**WORK TO COMPLETE:**
Only the lines containing the string "trace" are needed; copy all of them from the listing.
━━ EXERCISE DATA ━━
PR #10865, opened 2025-08-12
create dagger cloud trace url predicate type

kpenfound:
With the ability to get a Dagger Cloud trace URL from the Dagger client, its now possible to attach the current session as in-toto attestation evidence on an artifact produced from your Dagger function.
━━━
**TASK RESULT:**
create dagger cloud trace url predicate type
With the ability to get a Dagger Cloud trace URL from the Dagger client, its now possible to attach the current session as in-toto attestation evidence on an artifact produced from your Dagger function.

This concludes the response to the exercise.